# My questions about snails- I have several



## Mariah (Feb 8, 2006)

first- are apple snails and mystery snails the same kind of snail?

second- my apple snail keeps stickin this really long thin thingy out above it as it's climbing on the wall. it hasnt done that before.

third- my mystery snail's shell looks really bad. its eroded. what should i do?

fourth- sometimes the two snails hold on to each other really tight for a while. i thought they might be mating (i dunno too much about snails), but there are no eggs.

fifth- Apple escaped today. i don't know how long it was outside the tank, but i found it on the floor when i got home from school, and it was scrunched up really tight in its shell. now it's making a lot of slime and pooping a lot, but it looks like it's recovering well. what should i do?

last (for now)- i read something about someone holding their snail outside the tank (i think), but it was a cana. could i hold my snails?

thanks,
Mariah


----------



## TKC (May 16, 2006)

1. Apple snails are usually sold in stores as a "mystery snail." They are usually p. brigesii.

2. The long thingy you are seeing is it's air syphon. They use this to breath. Since you've never seen it before it could be that the oxygen levels have dropped in your tank and it needs to use it.

3. For the eroding shell you can add crushed coral in your filter, or you can buy liquid calcium for saltwater aquariums and this should help prevent future erosion.
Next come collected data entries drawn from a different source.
PR #492, opened 2023-01-03
Organisation: Add user text tweak

reinhardt:
When adding a user, don't mention trainings if they are disabled.

syslabcom/scrum#841

### DIFF
--- a/src/euphorie/client/browser/templates/panel-add-user-to-organisation.pt
+++ b/src/euphorie/client/browser/templates/panel-add-user-to-organisation.pt
@@ -49,7 +49,7 @@
                            type="radio"
                            value="member"
                     />
-                    <tal:i18n i18n:translate="">Member</tal:i18n>
+                    <tal:i18n i18n:translate="label_role_member">Member</tal:i18n>
                   </label>
                   <label tal:condition="nothing">
                     # XXX commented for the moment because it is still under discussion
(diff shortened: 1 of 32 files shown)


src/euphorie/client/browser/templates/panel-add-user-to-organisation.pt
```diff
@@ -66,24 +66,47 @@
...
                   </label>
-                  <p class="pat-message info pat-depends"
-                     data-pat-depends="role=admin"
-                     i18n:translate=""
-                  >
+
+                  <tal:training_enabled tal:condition="view/is_training_enabled">
+                    <p class="pat-message info pat-depends"
+                       data-pat-depends="role=admin"
+                       i18n:translate=""
```
thet, line 73: I do prefer explicit msgids. That keeps already translated strings still valid even if a little text is changed in the original string.

thet (approved):
LGTM.

As noted in the comment, I would use explicit msgid like `i18n:translate="label_admin_role__training_enabled"` which makes the tranlated strings robust against any changes in the original msgstr.
But that would mean to manually add these msgid's to the current translations and also, this is to some extend a bit of a question of taste.

Approved.

src/euphorie/client/browser/templates/panel-add-user-to-organisation.pt
reinhardt: In general I agree. I judged it not worth the effort to change the existing strings in this case.

reinhardt: Then again, I might as well do that now while there's not much else going on.

reinhardt: Two things:

* i18ndude doesn't seem to support changing msgids. It marks the old translation as fuzzy and adds a new empty one. Fixing that manually for a dozen languages is tedious. Am I doing that wrong?
* It's good that I looked into it because it made me notice that the panel for editing organisation members uses the same texts and should be kept in sync.

reinhardt:
I won't change the msgids that are already translated for now (see above). Do you think using symbolic msgids for the new texts makes things more confusing, or is that fine? @thet

thet:
@reinhardt I think adding symbolic msgids for new texts is totally fine!

PR #493, opened 2023-01-04
Update CI infrastructure.

thet:
This PR updates versions, cleans up buildout, adds NuPlone to versions.cfg and uses the NuPlone release instead of the source checkout.
That should improve the extensibility of the versions.cfg in oira.application.buildout, osha.oira or other projects.

Note: this removes the `versions-plone-5.2-latest.cfg` file. I have no idea why this is included here. It's tedious to keep up-to-date and since we need network access to install Plone anyways, I don't see a point of maintaining it.
Maybe I'm missing something?


reinhardt:
> Note: this removes the `versions-plone-5.2-latest.cfg` file. I have no idea why this is included here. It's tedious to keep up-to-date and since we need network access to install Plone anyways, I don't see a point of maintaining it.
> Maybe I'm missing something?

I'd like to ask @ale-rt about that. He often knows that kind of stuff.

reinhardt:
I found this:

> We actually do need local copies of the plone and zope versions since they are using http to reference each other

https://github.com/euphorie/Euphorie/commit/7f2872409e2d100f654ce97d4afcc4278d51aee2

reinhardt (changes requested):
When running buildout with `devel.cfg` (e.g. via the Makefile) I get the error

```
While:
  Installing sphinx.
Error: The requirement ('Sphinx>=4.0') is not allowed by your [versions] constraint (1.8.6)
```

reinhardt:
> When running buildout with `devel.cfg` (e.g. via the Makefile) I get the error
> 
> ```
> While:
>   Installing sphinx.
> Error: The requirement ('Sphinx>=4.0') is not allowed by your [versions] constraint (1.8.6)
> ```

It can be fixed by pinning `repoze.sphinx.autointerface = 0.8`, which this PR removes from `versions.cfg`. You may want to review the changes to that file.

thet:
> I found this:
> 
> > We actually do need local copies of the plone and zope versions since they are using http to reference each other
> 
> [7f28724](https://github.com/euphorie/Euphorie/commit/7f2872409e2d100f654ce97d4afcc4278d51aee2)

Thanks for pointing to that. This is not the case anymore, the version files are referenced via https only.

thet:
@reinhardt added the repoze.sphinx.autointerface version fixture.

reinhardt (approved):

PR #494, opened 2023-01-05
Lazy-load the dashboard portlets

reinhardt:
See also https://github.com/syslabcom/oira.prototype/pull/402

Replaces #488

In #488 @thet noticed this:

> Please note: any request parameters would get lost when calling the @@dashboard view.

I found that request parameters were only set by `portlet-my-ras` which contains a form for toggling the display of archived items. It was re-injecting the whole dashboard. Now it only injects itself; therefore the dashboard does not need to be aware of request parameters.

For variants with custom dashboards like daimler we need to double check that the portlets also only re-inject themselves.

syslabcom/scrum#712

### DIFF
--- a/src/euphorie/client/browser/templates/sessions-dashboard.pt
+++ b/src/euphorie/client/browser/templates/sessions-dashboard.pt
@@ -107,13 +107,27 @@
              data-pat-masonry="column-width: .grid-sizer; gutter: 0; item-selector: .portlet; stamp: .stamp;"
         >
           <div class="grid-sizer"></div>
-          <tal:portlets repeat="portlet view/portlets"
-                        replace="structure portlet"
-          />
+          <tal:portlets repeat="portlet view/portlets">
+            <div class="portlet span-${portlet/columns|string:1}"
+                 id="${portlet/element_id}"
+                 tal:condition="portlet/element_id|nothing"
+            >
+              <a class="pat-inject infinite-scrolling-trigger"
+                 href="${context/absolute_url}/@@${portlet/__name__}#${portlet/element_id}"
+                 data-pat-inject="trigger: autoload"
+              >Loading&hellip;</a>
+            </div>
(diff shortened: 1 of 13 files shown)


src/euphorie/client/browser/templates/sessions-dashboard.pt
```diff
@@ -107,13 +107,27 @@
...
-                        replace="structure portlet"
-          />
+          <tal:portlets repeat="portlet view/portlets">
+            <div class="portlet span-${portlet/columns|string:1}"
+                 id="${portlet/element_id}"
+                 tal:condition="portlet/element_id|nothing"
+            >
+              <a class="pat-inject infinite-scrolling-trigger"
+                 href="${context/absolute_url}/@@${portlet/__name__}#${portlet/element_id}"
+                 data-pat-inject="trigger: autoload"
```
thet, line 117: I wonder if `trigger: autoload-visible` should be used here. This adds a small JavaScript overhead though.

src/euphorie/client/browser/templates/sessions-dashboard.pt
```diff
@@ -107,13 +107,27 @@
...
+              >Loading&hellip;</a>
+            </div>
+            <tal:comment replace="nothing"><!-- Fallback: If the view has no element_id member, we can't properly pre-render the div --></tal:comment>
+            <a class="pat-inject infinite-scrolling-trigger"
+               href="${context/absolute_url}/@@${portlet/__name__}"
+               data-pat-inject="trigger: autoload; target: self::element"
```
thet, line 123: Same here.

thet (approved):
LGTM. Two remarks about possibly using `trigger: autoload-visible`, but only if it makes sense, e.g. if we can expect the portlets to be below the fold.

reinhardt:
I'd say the idea of a dashboard is to have an immediate overview of important information, so I would load everything right away even before any interaction like scrolling.

That said, we should keep it aligned with proto; let's see how https://github.com/syslabcom/scrum/issues/712 pans out. However, I will already merge this one because it makes so much sense. We can still adapt it later.

PR #495, opened 2023-02-15
Fix: Logo and Hamburger overlap mobile + markup hour

thet:
Ref: scrum-953

In surveys in mobile view, there is now a tree toggler:

image

Expanded view:

image

This PR‌ contains this change plus some simplifications and bug fixes.

Please see the individual commits.


ale-rt (approved):
LGTM

src/euphorie/client/browser/webhelpers.py
```diff
@@ -1170,5 +1170,146 @@ def is_new_session(self):
...
+                "href": f"{url}/@@start#content",
+                "title": api.portal.translate(
+                    _("label_preparation", default="Preparation")
+                ),
+                "has_tree": False,
+            }
+        )
+
+        if self.use_involve_phase:
+            active = section == "involve"
```
reinhardt, line 1205: Reusing the `active` and `disabled` variables might lead to bugs when setting them is omitted by accident.

reinhardt (approved):
Just one small thing that I'll leave to your discretion.

src/euphorie/client/browser/webhelpers.py
thet: tnx for the review, but I‌ think I'll keep it as it is currently.
Let's do it in another step.
I'm happy for simplifications of this method anyways!

PR #501, opened 2023-03-02
training view: re-add measures key in slide_contents.

thet:
The change in https://github.com/euphorie/Euphorie/pull/500 was breaking subclasses of the training view.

4. They probably are mating. Female snails can store the sperm so she might lay eggs later.

5. Your snail should be fine in a few days. It's very stressful for them to be out of the water for extended periods of time.

6. Holding your snail really isn't advisable. Anything on your hands can be harmful for you snail. Mine used to crawl up on my hand when I was cleaning my tanks, but my hands were rinsed off really well before I stuck my hand in the tank. Plus you could stress out the snail if you keep messing with them.

I hope this helps some!


----------



## Sprite42 (Mar 10, 2006)

If your snail is climbing out of the tank, she is more than likely looking for a place to lay eggs. Just lower your water line an inch or so, apple/mystery snails lay their eggs above the water line. If the water covers the eggs, they will drown.

On the shell erosion, you can also buy cuttlebone that is used for pet birds, it is real cheap at Walmart. I break off pieces and put it in the filter until it is water logged and then drop it in the tank.

Everything else sounds like normal behaviour. If you have to handle your snails, coat your hands with water conditioner first.


----------



## dwool36 (Jan 31, 2006)

> my apple snail keeps stickin this really long thin thingy out above it as it's climbing on the wall.


If your snail is spending a lot of time at the top using it's air syphon, that is often a sign that something is wrong with your water. I have many (too many...lol) apple snails and the only time I see them use their air syphon is when laying eggs. The only other time I saw it (and they were staying at the top for hours at a time) is when my tank went through a mini-cycle and I had ammonia.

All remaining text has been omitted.